Issue #88, opened 2021-05-26
[Feature] Implement basecase forecast model for sklearn pipeline


JanMaartenvanDoorn:
WHAT: The old model has a capability to make a base case forecast, Here we make a separate sklearn compatible model to make this basecase. 

HOW:
- Have a look at  the old basecase implementation
- Make a new estimator with a predict method that yields a base base forecast
- Have a look at the fallback forecast for timeshifting
- Think about best way how to implement this, perhaps use the forecast type as an argument to the pipeline.
- Use the forecast pipeline with the new model in the create_basecase_forecast task
- Try to reuse as much code as possible while keeping the ability to run the bascase forecast proces separately once every day.

TEST:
----
◆ **Instructions to follow**
Every line of the listing that holds the word "model" is to be found and copied.

◆ **Response to this exercise**
[Feature] Implement basecase forecast model for sklearn pipeline
WHAT: The old model has a capability to make a base case forecast, Here we make a separate sklearn compatible model to make this basecase. 
- Use the forecast pipeline with the new model in the create_basecase_forecast task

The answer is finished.